Aung San Suu Kyi has denied security forces have carried out ethnic cleansing of Rohingya Muslims in Myanmar, speaking to the BBC after the UN rights council agreed to investigate allegations of rape, murder and torture against the army.
Rights groups say hundreds of the stateless group were killed in a months-long army crackdown following deadly attacks on Myanmar border police posts.
Almost 75,000 Rohingya have fled to neighbouring Bangladesh where they have related grisly accounts of army abuse.
Myanmar's de facto leader Suu Kyi, a Nobel Laureate whose international star as a rights defender is waning over the treatment of the Rohingya, has not spoken out in defence of the persecuted minority.
She has also not condemned the crackdown, which UN investigators who spoke to escapees said likely amounted to ethnic cleansing and crimes against humanity.
Instead she has called for space to handle the incendiary issue in a country where the more than one million Rohingya are widely vilified as illegal immigrants from Bangladesh.
"I don't think there is ethnic cleansing going on," Suu Kyi said in a rare interview televised on Wednesday.

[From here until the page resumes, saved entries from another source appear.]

PR #8476, opened 2026-03-13
fix(account): improve password manager autofill signals

wangsijie:
## Summary
- add hidden identifier context to Account Center password forms so browsers and password managers can associate credentials more reliably
- add stable current-password and new-password field names and ids without changing the existing API or verification flow
- improve browser compatibility for password generation, save prompts, and current-password autofill in Account Center

## Testing
Tested locally

Screenshot 2026-03-13 at 1 46 35 PM

## Checklist
- [x] \.changeset
- [ ] unit tests
- [ ] integration tests

### DIFF
--- a/.changeset/six-dots-occur.md
+++ b/.changeset/six-dots-occur.md
@@ -2,4 +2,4 @@
 "@logto/account": patch
 ---
 
-Improve Account Center password forms for better browser autofill and password manager support.
+improve Account Center password forms for better browser autofill and password manager support


packages/account/src/components/PasswordIdentifierInput/index.tsx
```diff
@@ -0,0 +1,26 @@
...
+  }
+
+  return (
+    <input
+      readOnly
+      hidden
+      id="username"
+      name="username"
+      type="text"
+      autoComplete="username"
```
simeng-li, line 20: nit: Should we hardcode this field to username instead of supporting other identifiers like email or phone?

simeng-li (approved):

packages/account/src/components/PasswordIdentifierInput/index.tsx
wangsijie: The `autocomplete="username"` field is meant to represent the login identifier, not strictly a username. If a user only has email or phone, the password manager still needs it to associate credentials correctly.

.changeset/six-dots-occur.md
```diff
@@ -0,0 +1,5 @@
+---
+"@logto/account": patch
+---
+
+Improve Account Center password forms for better browser autofill and password manager support.
```
gao-sun:
```suggestion
improve Account Center password forms for better browser autofill and password manager support
```

PR #8482, opened 2026-03-13
feat(core, schemas): list user grants by userId

simeng-li:
## Summary

Introduce a new `GET /users/:userId/grants` endpoint to support listing user grants by userId. With an optional filter parameter `appType`, allow filtering the grants by application type. 

## Testing

Integration tests added.

## Checklist

- [ ] `.changeset`
- [x] unit tests
- [x] integration tests

### DIFF
--- a/packages/schemas/alterations/next-1772621060-add-oidc-model-instances-grant-account-id-index.ts
+++ b/packages/schemas/alterations/next-1772621060-add-oidc-model-instances-grant-account-id-index.ts
@@ -5,7 +5,7 @@ import type { AlterationScript } from '../lib/types/alteration.js';
 const alteration: AlterationScript = {
   beforeUp: async (pool) => {
     await pool.query(sql`
-      create index concurrently if not exists oidc_model_instances__grant_payload_account_id_expires_at
+      create index concurrently oidc_model_instances__grant_payload_account_id_expires_at
         on oidc_model_instances (tenant_id, (payload->>'accountId'), expires_at)
         WHERE model_name = 'Grant';
     `);
@@ -15,7 +15,7 @@ const alteration: AlterationScript = {
   },
   beforeDown: async (pool) => {
     await pool.query(sql`
-      drop index concurrently if exists oidc_model_instances__grant_payload_account_id_expires_at;
+      drop index concurrently oidc_model_instances__grant_payload_account_id_expires_at;
     `);
   },
   down: async () => {


wangsijie (approved):

packages/core/src/libraries/session.ts
```diff
@@ -207,6 +208,29 @@ const formatSessionWithExtension = (session: SessionInstanceWithExtension) => {
   };
 };
 
+const formatApplicationGrant = (
+  grant: Awaited<
+    ReturnType<Queries['oidcModelInstances']['findUserActiveApplicationGrants']>
+  >[number]
+) => {
+  const payloadResult = userApplicationGrantPayloadGuard.safeParse(grant.payload);
+
```
xiaoyijun, line 217: Throwing a 500 here means one malformed grant payload will take down the entire list request. For a listing endpoint I'd lean towards logging a warning and skipping the bad record, so the rest of the grants are still returned to the caller.

```ts
const results = grants
  .map((grant) => {
    const parsed = userApplicationGrantPayloadGuard.safeParse(grant.payload);
    if (!parsed.success) {
      consoleLog.warn('Skipping grant with invalid payload', grant.id);
      return null;
    }
    return { id: grant.id, payload: parsed.data, expiresAt: grant.expiresAt };
  })
  .filter(Boolean);
```

packages/schemas/src/types/user-sessions.ts
```diff
@@ -49,3 +49,32 @@ export const getUserSessionResponseGuard = userExtendedSessionGuard;
...
+    clientId: z.string(),
+    accountId: z.string(),
+  })
+  .catchall(z.unknown());
+
+export type UserApplicationGrantPayload = z.infer<typeof userApplicationGrantPayloadGuard>;
+
+export const userApplicationGrantGuard = z.object({
+  id: z.string(),
+  payload: userApplicationGrantPayloadGuard,
```
xiaoyijun, line 70: Worth adding a TSDoc or inline comment clarifying the unit here. Without that context a consumer might assume milliseconds.

packages/core/src/libraries/session.ts
simeng-li: These payload fields are required by the OIDC provider, so this exception should not be thrown in production. If it does occur, we should return a 500 error instead of allowing a partial response.

PR #8483, opened 2026-03-13
feat(account): support `identifier` URL param on OOTB Account Center

wangsijie:
## Summary
Allow external systems to deep-link into the OOTB Account Center with a pre-filled identifier value (email, phone, username) via the `identifier=` URL parameter.

- Parse and store `identifier` from URL query params in sessionStorage (survives OAuth redirect)
- New `useIdentifierParam` hook consumes the stored value once (one-time use)
- Email and Phone pages pass it as `initialValue` to `IdentifierBindingPage`
- Username page uses it as the default username value
- Updated `flows_description` in all 17 locale files to document the new param

## Testing
Tested locally

## Checklist
- [x] `.changeset`
- [ ] unit tests
- [ ] integration tests

### DIFF
--- a/packages/phrases/src/locales/fr/translation/admin-console/sign-in-exp/index.ts
+++ b/packages/phrases/src/locales/fr/translation/admin-console/sign-in-exp/index.ts
@@ -182,7 +182,7 @@ const sign_in_exp = {
         "Pour intégrer ces flux préconstruits, définissez les autorisations de l'API de compte associées sur <strong>Modifier</strong> dans les paramètres ci-dessous.",
       flows_title: "Intégrer des flux de paramètres de sécurité prêts à l'emploi",
       flows_description:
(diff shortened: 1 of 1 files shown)


packages/account/src/utils/account-center-route.ts
```diff
@@ -27,6 +27,7 @@ const routeStorageKey = 'account-center-route-cache';
 const redirectUrlParameter = 'redirect';
 const showSuccessParameter = 'show_success';
 const uiLocalesParameter = 'ui_locales';
+const identifierParameter = 'identifier';
```
charIeszhao, line 30: nit: Is it possible to re-use the standard param `login_hint`?

wangsijie: This is not "LOGIN"

PR #8487, opened 2026-03-16
fix(core): persist WebAuthn transports from registration response

wangsijie:
## Summary
The experience flow's WebAuthn verification was hardcoding `transports: []` instead of extracting it from the registration payload (`payload.response.transports`). This is inconsistent with the legacy interaction flow (`mfa-payload-verification.ts`) which correctly persists the transports.

The missing transports info causes browsers to lose authenticator transport hints (e.g. `internal`, `hybrid`, `ble`) during subsequent authentication, resulting in suboptimal UX when prompting users to verify.

## Testing
N/A

## Checklist
- [ ] `.changeset`
- [ ] unit tests
- [ ] integration tests


simeng-li:
Any test plan?

PR #8488, opened 2026-03-16
feat(core): revoke grant by grantId

simeng-li:
## Summary

Implement grant revocation by `grantId` Management API, including ownership validation and OIDC-session authorization cleanup.

- Added `DELETE /users/:userId/grants/:grantId`.
- Validates the target grant exists and belongs to `:userId`; otherwise returns `oidc.invalid_grant` (`404`).
- If the grant has already expired, the endpoint returns success without failure (idempotent behavior).
- Revocation uses OIDC model chain cleanup (`AccessToken`, `RefreshToken`, `AuthorizationCode`, `DeviceCode`, `BackchannelAuthenticationRequest`, and `Grant` destroy).
- After revocation, removes the related authorization entry from the associated active session by `grantId`, then resets/persists session identifier (aligned with client-scoped end-session cleanup semantics).
- Added dedicated error codes for clearer failure diagnostics:
  - `oidc.failed_to_revoke_grant`
  - `oidc.failed_to_cleanup_session_authorization`

## Testing

Integration test added

## Checklist

- [ ] `.changeset`
- [x] unit tests
- [x] integration tests

### DIFF
--- a/packages/core/src/routes/admin-user/grants.ts
+++ b/packages/core/src/routes/admin-user/grants.ts
@@ -1,0 +1,96 @@
+import { getUserApplicationGrantsResponseGuard } from '@logto/schemas';
+import { object, string, enum as zodEnum } from 'zod';
+
+import RequestError from '#src/errors/RequestError/index.js';
+import koaGuard from '#src/middleware/koa-guard.js';
+
+import { EnvSet } from '../../env-set/index.js';
+import { type ManagementApiRouter, type RouterInitArgs } from '../types.js';
+
+export default function adminUserGrantRoutes<T extends ManagementApiRouter>(
+  ...[router, tenant]: RouterInitArgs<T>
+) {
+  if (!EnvSet.values.isDevFeaturesEnabled) {
+    return;
+  }
+
+  const {
+    provider,
+    libraries: { session: sessionLibrary },
+  } = tenant;
+
+  router.get(
+    '/users/:userId/grants',
+    koaGuard({
+      params: object({ userId: string() }),
+      query: object({
+        appType: zodEnum(['firstParty', 'thirdParty']).optional(),
+      }),
+      response: getUserApplicationGrantsResponseGuard,
+      status: [200, 500],
+    }),
+    async (ctx, next) => {
+      const {
+        params: { userId },
+      } = ctx.guard;
+
+      const { appType } = ctx.guard.query;
+      const grants = await sessionLibrary.findUserActiveApplicationGrants(userId, appType);
+
+      ctx.body = {
+        grants,
+      };
+
+      return next();
+    }
+  );
+
+  router.delete(
+    '/users/:userId/grants/:grantId',
+    koaGuard({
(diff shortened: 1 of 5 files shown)


packages/core/src/libraries/session.ts
```diff
@@ -242,6 +244,52 @@ type SessionAuthorizations = Record<string, SessionAuthorizationDetails>;
...
+  // Align with oidc-provider revoke helper token-chain behavior:
+  // oidc-provider/lib/helpers/revoke.js
+  await Promise.all(
+    [
+      provider.AccessToken,
+      provider.RefreshToken,
+      provider.AuthorizationCode,
+      provider.DeviceCode,
+      provider.BackchannelAuthenticationRequest,
+    ]
```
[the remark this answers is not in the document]
simeng-li: `revokeByGrantId` is a standard mixin method on these models; even if the feature is not enabled for the given client, this code will not break. Keep the logic simple here, we force a clean-up of all possible modules. here.

packages/core/src/routes/admin-user/grants.ts
```diff
@@ -0,0 +1,96 @@
...
+  router.delete(
+    '/users/:userId/grants/:grantId',
+    koaGuard({
+      params: object({ userId: string(), grantId: string() }),
+      status: [204, 404, 500],
+    }),
+    async (ctx, next) => {
+      const { userId, grantId } = ctx.guard.params;
+
+      try {
```
wangsijie, line 57: If revoke succeeds but session cleanup fails, retries become impossible because the grant is already gone and this path returns 404 first. That makes the endpoint non-idempotent and can leave stale session authorizations behind.

packages/core/src/queries/oidc-session-extensions.ts
```diff
@@ -114,4 +114,22 @@ export class OidcSessionExtensionsQueries {
         and ${modelInstanceFields.expiresAt} > ${convertToTimestamp()}
     `);
   }
+
+  async findUserActiveSessionUidByGrantId(accountId: string, grantId: string) {
+    // A grant is expected to be associated with at most one active session authorization entry.
```
wangsijie, line 119: This assumes a grant can belong to only one active session, but nothing enforces that here. With `limit 1`, cleanup can leave other sessions with stale authorizations for the same revoked grant.

packages/core/src/routes/admin-user/grants.ts
simeng-li: Stale session authorizations are acceptable here. The primary goal of this endpoint is to revoke the grant. As long as the grant is revoked, any stale session authorization will be ignored by the OIDC provider if the associated grant is not found.

packages/core/src/queries/oidc-session-extensions.ts
simeng-li: This is enforced by the grant creation flow. A grant can only be associated/created via a single session.

PR #8492, opened 2026-03-16
fix(console): reset date picker to today when cleared instead of sending empty string

### LINKED ISSUE #8491: bug(console): Dashboard date picker clear button causes invalid parameter error and crashes the page
### Describe the bug

On the Dashboard page, the "Daily Active Users" section has a native date picker (`<input type="date">`). When clicking the browser's native **Clear** button on this date picker, the `date` state is set to an empty string `""`, which causes the API request to become:

```
GET /api/dashboard/users/active?date=
```

The backend `koaGuard` validates `date` with `string().regex(dateRegEx).optional()` — `.optional()` allows `undefined` but **not** empty string `""`. This results in a `guard.invalid_input` error (400), and the page crashes with an error screen showing:

> 请求中 query 无效
> Error in key path "date": (invalid_string) Invalid

**Additional note:** Directly refreshing the browser on the error page does **not** log the user out (the page recovers normally). However, clicking the **"Retry"** (重试) button on the error screen causes the user to be logged out. This suggests the retry button re-triggers the request with the stale empty `date` state, and the resulting error is handled by a global error handler that forces a session logout.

"I think ethnic cleansing is too strong an expression to use for what is happening."
Most Rohingya are denied citizenship. Tens of thousands have languished in displacement camps since 2012 when religious violence between Muslims and Buddhists tore through Rakhine State, which borders Bangladesh.
The latest violence unfurled in October last year when scores of armed militants claiming to represent Rohingya rights ambushed police border posts, prompting the army to lockdown a remote wedge of land during extensive air and ground "clearance" operations.